I am trying to assign reads to functional categories using SEED and EggNog and used the approach described here, but with the ncbi env_nr instead of the nr database:
To work with a large number of large metagenomic shotgun samples, proceed as follows.
Let us assume that you have just received a hard-disk containing a collection of fastq.gz files, each representing one sample from your study.
Put these files into a directly called 00fastq.
Create a second directory called 10daa. This will contain DAA files generated by DIAMOND.
Create a third directory called 20rma. This will contain MEGAN RMA files.

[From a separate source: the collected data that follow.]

PR #3997, opened 2026-07-20
[DE] Fix unparsed volume control examples

mstu01:
The unparsed examples report listed eight German volume control examples as no-match:

- HassSetVolume/name_only: "Stelle die Lautstärke von dem Fernseher auf 50 Prozent", "Stelle den Fernseher auf maximale Lautstärke"
- HassSetVolumeRelative/name_only: "den Fernseher leiser", "Fernseher um 20 Prozent lauter", "Fernseher um 20 Prozent leiser"
- HassSetVolumeRelative/floor_only: "die Lautstärke im Erdgeschoss leiser", "die Lautstärke im Erdgeschoss um 20 Prozent lauter", "die Lautstärke im Erdgeschoss um 20 Prozent leiser"

The grammar already covers all eight sentences. The problem was in the test fixtures: example recognition resolves name and floor slots from the slot combination's own test file, and those fixtures only contained a media_player named "TV" and a floor named "Obergeschoss", while the examples use "Fernseher" and "Erdgeschoss".

This PR adds a "Fernseher" media_player entity and an "Erdgeschoss" floor to the fixtures of the three affected test files and adds test blocks that cover the example sentences plus a few close variants. No sentence templates were changed and no existing tests were modified, the diff is insertions only. This follows the English files, where examples use the exact fixture names and these combos have zero problems.

Verification, all run for language de: intentfest validate passes with no new warnings, the full test suite passes (324 passed), check_overmatch reports 0 cross-intent over-matches and 0 no-match sentences, prune reports no dead rules or lists, and report_unparsed_examples drops from 48 to 40 no-match with exactly these eight entries gone and no new ones.

### DIFF
--- a/tests/de/HassSetVolume/name_only.yaml
+++ b/tests/de/HassSetVolume/name_only.yaml
@@ -5,6 +5,8 @@ language: de
 entities:
   - name: TV
     domain: media_player
+  - name: Fernseher
+    domain: media_player
 tests:
   - sentences:
       - Stelle TV auf maximum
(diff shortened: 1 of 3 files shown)


hecktech27 (approved):
Thanks for these adjustments as well!

PR #3998, opened 2026-07-20
[DE] Speak German state names in HassGetState responses

mstu01:
The German HassGetState responses mixed English words into spoken German answers. Asking "sind alle Türen abgeschlossen" answered "Nein, Hintertür ist nicht locked", and "ist die Flurlampe an" answered "Nein, off". The "all" response inserted the raw slot state and the "one_yesno" response inserted the raw entity state, so every non-numeric state came out in English.

This change adds a small state name mapping inside the two affected templates in responses/de/HassGetState.yaml, following the pattern already used by the weather condition mapping in responses/de/HassGetWeather.yaml. The mapping covers the closed set of state values reachable through the German sentence lists (on_off_states, cover_states, lock_states, bs_open_states, bs_occupancy_states) plus the person states home and not_home, using the same words the German sentences and the existing "where" response already use: an, aus, offen, geschlossen, am Öffnen, am Schließen, abgeschlossen, aufgeschlossen, zu Hause, unterwegs. Unmapped values, for example zone names or sensor values with units, pass through unchanged. The wording is invariant for singular and plural, so the existing ist/sind handling keeps working.

The 16 test expectations that asserted the mixed language output were updated to the German wording first and failed against the old templates, then passed after the template change. Verified with intentfest validate, the full German pytest suite (324 passed), check_overmatch (0 over-matches, 0 no-match), prune in check mode, and report_unparsed_examples (unchanged at the upstream baseline).

### DIFF
--- a/responses/de/HassGetState.yaml
+++ b/responses/de/HassGetState.yaml
@@ -13,10 +13,22 @@ responses:
         {% endif %}
 
       one_yesno: |
+        {% set state_names = {
+          'on': 'an',
+          'off': 'aus',
+          'open': 'offen',
+          'closed': 'geschlossen',
+          'opening': 'am Öffnen',
+          'closing': 'am Schließen',
+          'locked': 'abgeschlossen',
+          'unlocked': 'aufgeschlossen',
+          'home': 'zu Hause',
+          'not_home': 'unterwegs'
+        } %}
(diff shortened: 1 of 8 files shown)


hecktech27 (approved):
thanks for these additions as well! :)

PR #253, opened 2020-07-01
Fixes bug in voter registration count queries

aaronschachter:
### What's this PR do?

This pull request fixes a bug in #252 -- the `getPostsCount` function needed to support passing a `groupId` argument in order to return the correct count per group or referring user.🤦‍♂️ 

👀 

Per the description in #252, I've been wondering about how to add support getting a DB count of all posts in Rogue. Would it make sense to add a `count` query parameter to `GET /posts` index query to re-use the existing filters? Or just create an entirely new `GET /posts-count` endpoint? I really haven't been able to find many examples or standards of how to do this in Laravel via API request.

### Relevant tickets

References [Pivotal #173044099](https://www.pivotaltracker.com/story/show/173044099).

### Checklist

### DIFF
--- a/src/repositories/rogue.js
+++ b/src/repositories/rogue.js
@@ -727,6 +727,7 @@ export const getSignupsCount = async (args, context) => {
  * @param {String} action
  * @param {String} actionIds
  * @param {String} campaignId
+ * @param {Number} groupId
  * @param {Number} limit
  * @param {String} location
  * @param {String} source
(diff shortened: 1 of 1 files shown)


mendelB:
> Per the description in #252, I've been wondering about how to add support getting a DB count of all posts in Rogue. Would it make sense to add a count query parameter to GET /posts index query to re-use the existing filters? Or just create an entirely new GET /posts-count endpoint? I really haven't been able to find many examples or standards of how to do this in Laravel via API request.

Is our general issue with post counts that the query is very database intensive? If so, I suppose it kinda feels right to separate into its own distinct endpoint so we can deal with it individually? But I have no precedent to back that up with, just a meager impression here.

PR #257, opened 2020-07-16
Add Support for Directives

mendelB:
### What's this PR do?

This pull request adds support for [GraphQL Directives](https://graphql.org/learn/queries/#directives) within our schema merging function.

### How should this be reviewed?
👀 

### Any background context you want to provide?
Per [this support thread](https://spectrum.chat/apollo/apollo-server/unknown-directive-include~551e7bee-bb6e-4ac7-a684-76b1b716f580?m=MTU4MjgyOTc3NTM0Mw==).

We were thinking of doing this [here](https://dosomething.slack.com/archives/CUQMU4Q6B/p1584643484049700) but ended up using a better approach and thus did not need the directives support.

We have an [open ticket](https://www.pivotaltracker.com/story/show/173593883) to upgrade to Apollo Federation which would [potentially resolve this issue](https://dosomething.slack.com/archives/CUQMU4Q6B/p1584644634051400?thread_ts=1584643484.049700&cid=CUQMU4Q6B). But I think I have a neat application of a Directive to patch [this bug](https://www.pivotaltracker.com/n/projects/2401401/stories/172544459) in Phoenix, so figured why the heck not!

### Relevant tickets

References [Pivotal #172544459](https://www.pivotaltracker.com/n/projects/2401401/stories/172544459).

### Checklist

- [x] This PR has been added to the relevant Pivotal card.
- [ ] Added appropriate feature/unit tests.

PR #259, opened 2020-07-16
Revert #257 because of Apollo Engine issue.

DFurnes:
This pull request reverts DoSomething/graphql#257, because it was causing [an issue](https://github.com/DoSomething/graphql/pull/257#issuecomment-659584928) when publishing the schema to Apollo (even though it works fine in practice otherwise):

```
Error: Duplicate directive name(s): deprecated, include, optional, requires, skip
 
    at execute.then (~/project/node_modules/apollo-language-server/lib/engine/index.js:80:23)
 
    at <anonymous>
```

For review: @mendelB @weerd since we're already talking about it! 🙈

### DIFF
--- a/src/schema/index.js
+++ b/src/schema/index.js
@@ -633,7 +633,6 @@ const linkResolvers = {
  * @var GraphQLSchema
  */
 const schema = mergeSchemas({
-  mergeDirectives: true,
   schemas: [
     algoliaSchema,
     embedSchema,


DFurnes:
We're planning to migrate to Federation [within the next few weeks](https://www.pivotaltracker.com/story/show/170211304), so that might solve our problem for us! I'd also be happy to consider alternative approaches to getting this set up with with schema-stitching if you need it sooner!

DFurnes:
Oh actually we can just deploy the [previous successful build](https://app.circleci.com/pipelines/github/DoSomething/graphql/954/workflows/0a34243b-664e-4652-bc8b-25dec5ae25a1)!! Going to do that instead & we can think about this more.

mendelB:
@DFurnes Totally fine to just revert this one I think! My directive implementation idea was [low key](https://dosomething.slack.com/archives/CUQMU4Q6B/p1594924675012100?thread_ts=1594922514.011000&cid=CUQMU4Q6B) and there are alternatives I think I can use, so more than happy to just wait for our Federation updates!

PR #261, opened 2020-07-17
Delete post mutation bug fix

weerd:
### What's this PR do?

This pull request fixes a bug with the `deletePost` mutation to ensure it doesn't try to delete a post that is not actually found.

We were seeing errors with the `deletePost` mutation where it seems to return an error because it tries to return an `id` of `null` for a deleted post, and the `id` is a non-nullable field. However, when testing the issue seems to be more specifically if the resolver is passed a post ID for a non-existent post. The `post` variable ends up being `null` but we still continue with the `DELETE` method request and that results in a `response.status` of `404` which we don't check against and thus defaults to a response of `null`.

Using mutation to delete a post and returning field data:

image

Attempting to delete same post again (which now no longer exists) and thrown error:

image

👀 

I debated if it was best to include a conditional to see if a `post` was found and if not throw an error (the approach I went with), or if we should let it continue and attempt to run the `DELETE` request but then add a check for `response.status === 404` and then throw the error 🤷🏽‍♂️  The former seemed better so it doesn't do a followup request we _know_ is going to fail.

### Relevant tickets

References [Pivotal #173629162](https://www.pivotaltracker.com/story/show/173629162).

### Checklist

### DIFF
--- a/src/repositories/rogue.js
+++ b/src/repositories/rogue.js
@@ -411,6 +411,10 @@ export const rotatePost = async (postId, degrees, context) => {
 export const deletePost = async (postId, context) => {
   const post = await getPostById(postId, context);
 
+  if (!post) {
+    throw new Error(`Post with ID: ${postId} was not found.`);
+  }
+
   const response = await fetch(`${ROGUE_URL}/api/v3/posts/${postId}`, {
     method: 'DELETE',
     ...requireAuthorizedRequest(context),


weerd:
Sidenote: is there a more obvious way to know when your Authorization token has expired and I need to refresh it in the GraphQL Playground. Got stuck for a bit cause everything was working and then it stopped and I thought I was losing my mind, but turns out the token passed in the Headers needed to be updated.

lindsayrmaher:
@weerd I don't have an answer to the q about the Auth token expiring, but I have had it happen many times and it is infuriating! [This ticket](https://www.pivotaltracker.com/story/show/172629326) is in the collective icebox, I think it's addressing this type of issue!

weerd:
> Ohhh tricky! I wonder if this is from folks clicking the "Delete Post" button multiple times... 🕵️‍♂️

Oh, hmmm ya that could definitely be a possibility. I guess we could also update the button to disable it until a response is returned?

DFurnes:
Yeah, that could be smart! Regardless, I think this is a good check to include here! 👍

weerd:
> Just to make sure I understand correctly, this is adding a check to make sure we're not trying to delete a post that's already been deleted. So essentially removing that opportunity for a silent error when this mutation runs? It makes sense to me to check before we actually make the API call rather than attempting the call and then checking!

@lindsayrmaher yep, or a post that just never existed.

Since we want to return data related to the deleted post for an associated GraphQL query, we _first_ have to go and retrieve it from Rogue with all it's associated data. If we can't find it, there's no point in trying to make another call to delete it. If we do try and delete a non-existent post Rogue returns a `404` but we don't check for that. That's why I mention the idea that we could check for it but it seemed like it'd be best to only make the call _if_ a post is determined to exist in the first place. Thus we throw the error if not and it stops the execution cycle.

I guess an alternative for how we could handle it would be to only make a single call to Rogue to delete the post with the supplied ID and then if found _Rogue_ returns a `200` _with_ all the associated post information, but I believe that with a REST Delete request you typically just return the ID or a `200` to indicate it was successful ([which is what Rogue does](https://github.com/DoSomething/rogue/blob/e450089e80833c6ab9f29a353cc530730ed4f990/app/Http/Controllers/PostsController.php#L199)).

PR #262, opened 2020-07-28
Renames SchoolActionStat.acceptedQuantity to impact

aaronschachter:
### What's this PR do?

This pull request makes corresponding changes to the `SchoolActionStat` type per field name change in https://github.com/DoSomething/rogue/pull/1074. It also updates the field descriptions, as we'll eventually begin to create these additionally when voter-reg posts are created or updated with a completed status.

👀 

N

### Relevant tickets

References [Pivotal #174021616](https://www.pivotaltracker.com/n/projects/2417735/stories/174021616).

### Checklist

### DIFF
--- a/src/schema/rogue.js
+++ b/src/schema/rogue.js
@@ -410,8 +410,7 @@ const typeDefs = gql`
     "The aggregate impact of the school for the action."
     impact: Int!
     "The sum quantity of all accepted posts with school and action."
-    acceptedQuantity: Int!
-      @deprecated(reason: "Use 'impact' field instead.")
+    acceptedQuantity: Int! @deprecated(reason: "Use 'impact' field instead.")
     "The time the stat was created."
     createdAt: DateTime
     "The time the stat was updated."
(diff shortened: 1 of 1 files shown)


src/schema/rogue.js
```diff
@@ -407,11 +407,11 @@ const typeDefs = gql`
     actionId: Int!
     "The action this stat belongs to."
     action: Action!
-    "The sum quantity of all accepted posts with school and action."
-    acceptedQuantity: Int!
```
DFurnes, line 411: Does anything (currently, or in the past) read from this field? If so, let's mark as `@deprecated` and redirect it to resolve from the `impact` field so that old cached queries don't break.

aaronschachter: Good call! Will update. The `CurrentSchoolBlock` will query this in Phoenix if an action ID is set -- that only happened for the TFJ campaign, which has closed. Viewing a school page in Rogue admin does display this.

PR #263, opened 2020-07-31
Adds location field to Group and SchoolActionStat types

aaronschachter:
### What's this PR do?

This pull request adds support for the `location` fields and filters added to the Group and ActionStat resources in https://github.com/DoSomething/rogue/pull/1082.

Example request:
```
{
  schoolActionStats(location: "US-TX") {
    actionId
    location
    schoolId
    impact
  }
}

```

Example response:
```
{
  "data": {
    "schoolActionStats": [
      {
        "actionId": 11,
        "location": "US-TX",
        "schoolId": "4809500",
        "impact": 8
      }
    ]
  },
  ...
```

:eyes:

We'll eventually drop the `state` column from the `groups` table once Rogue and Phoenix are updated to query `location` per the discussions in https://github.com/DoSomething/rogue/pull/1079#issuecomment-666484121

### Relevant tickets

References [Pivotal #174021616](https://www.pivotaltracker.com/story/show/174021616).

### Checklist

### DIFF
--- a/src/schema/rogue.js
+++ b/src/schema/rogue.js
@@ -214,8 +214,8 @@ const typeDefs = gql`
     goal: Int
     "The group city."
     city: String
-    "The group location."
-    location(format: LocationFormat = ISO_FORMAT): String
+    "The group ISO-3166-2 location."
+    location: String
     "The group state."
     state: String @deprecated(reason: "Use 'location' instead.")
     "The time this group was last modified."
@@ -405,8 +405,8 @@ const typeDefs = gql`
     id: Int!
     "The school ID this stat belongs to"
     schoolId: String!
-    "The school location."
-    location(format: LocationFormat = ISO_FORMAT): String
+    "The school ISO-3166-2 location."
+    location: String
     "The action ID this stat belongs to."
     actionId: Int!
     "The action this stat belongs to."
@@ -470,7 +470,7 @@ const typeDefs = gql`
       groupTypeId: Int
       "The group name to filter groups by."
       name: String
-      "The group location to filter groups by."
+      "The ISO-3166-2 location to filter groups by (e.g. US-NY)."
       location: String
       "The group state to filter groups by."
       state: String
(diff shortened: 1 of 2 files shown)


src/schema/rogue.js
```diff
@@ -214,8 +214,10 @@ const typeDefs = gql`
     goal: Int
     "The group city."
     city: String
+    "The group location."
+    location(format: LocationFormat = ISO_FORMAT): String
```
DFurnes, line 218: Right now, we handle this `format` argument on posts by [deciding which Rogue property to return for this field](https://github.com/DoSomething/graphql/blob/12da4c07b1cdfb28c1a09d61dd81f0764b1d9b20/src/schema/rogue.js#L771-L780). Since we don't have a `locationName` on stats (computed [here](https://github.com/DoSomething/rogue/blob/768a8b2f6eebdb11103a1728034d439e7ac474ca/app/Models/Post.php#L242-L261) for posts), we should probably omit this `format` argument.

DFurnes: If we are planning to add that on the `ActionStat` resource in Rogue though, I'm fine to keep! (And, longer term, I wonder if this ISO-to-human conversion is something we can just handle in GraphQL for simplicity...)

src/schema/rogue.js
```diff
@@ -577,9 +585,11 @@ const typeDefs = gql`
       count: Int = 20
     ): [Post]
     schoolActionStats(
-      "The School ID to filter school action stats by."
+      "The School ID to filter action stats by."
       schoolId: String
-      "The Action ID to filter school action stats by."
+      "The school location to filter action stats by."
```
DFurnes, line 590:
```suggestion
      "The ISO-3166-2 school location to filter action stats by (e.g. US-NY)."
```
It might make sense to note that this is an [ISO-3166-2](https://en.wikipedia.org/wiki/ISO_3166-2) location (so it's clear what kind of string to provide).

src/schema/rogue.js
aaronschachter: Thanks for catching this -- I'll remove. Didn't realize there was a `location_name` property at all, and then 👀  https://github.com/DoSomething/rogue/pull/842 when digging around..

 ISO to human in GraphQL sounds like the way to go -- I figured that adding ISO support to schools would just be done within GraphQL so we don't have to alter our Great Schools import (which is simply just importing their raw data)

PR #266, opened 2020-08-06
Resolver refactor

weerd:
### What's this PR do?

This pull request separates the resolvers out of the schema files for each resource so the files aren't as unwieldy. This setup also matches a bit closer with how the Apollo Docs and related tutorials describe things, so it should make it a little easier for devs to onboard onto the app when following along with documentation from Apollo Server.

👀 

This is also some initial groundwork for the upcoming work to switch over to using Apollo Federation.

### Relevant tickets

References [Pivotal #173592985](https://www.pivotaltracker.com/story/show/173592985).

### Checklist


weerd:
I messed up the rebasing and duplicated a bunch of types. Fixing up now 😬

weerd:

For each file reads.fastq.gz in your 00fastq directory…
290 hits are found, but they are classified as “not assigned” in MEGAN, so I guess I am doing something wrong.
The commands I use:
diamond makedb --in env_nr.gz -p 10 -d eggnog
diamond blastx --query 00fastq/TestSample.fasta --db eggnog --daa 10daa/reads.daa
daa2rma -i 10daa/reads.daa -o 20rma/reads.rma --acc2eggnog acc2eggnog-Oct2016X.abin
daa-meganizer -i 10daa/reads.daa -a2eggnog acc2eggnog-Oct2016X.abin
Both givethe same result:
Total reads: 290
With hits: 290
Assig. Taxonomy: 0
Assig. EGGNOG: 0
MinSupport set to: 1
10% 20% 30% 40% 50% 60% 70% 80% 90% 100% (0.3s)
Min-supp. changes: 0
10% 20% 100% (0.1s)
Class. Taxonomy: 1
Class. EGGNOG: 1
Am I using a wrong command, or is that a env-nr database problem?
I’ve never used env_nr.gz… What do the entries look like, please send me the first 100 lines and I will determine whether it is a mapping file problem
Hello! Where did you find env_nr.gz? If you download the env_nr database from the BLAST website, it gives you 3 separate env_nr.tar.gz files with a bunch of different format files inside. Diamond needs a single .fa file to makedb, but env_nr doesn’t come like that. Any idea how to use env_nr with diamond? I tried some stuff from here
https://www.uppmax.uu.se/resources/databases/diamond-protein-alignment-databases/ but it doesn’t work. Thanks!
Please post this question on the Diamond GitHub webpage.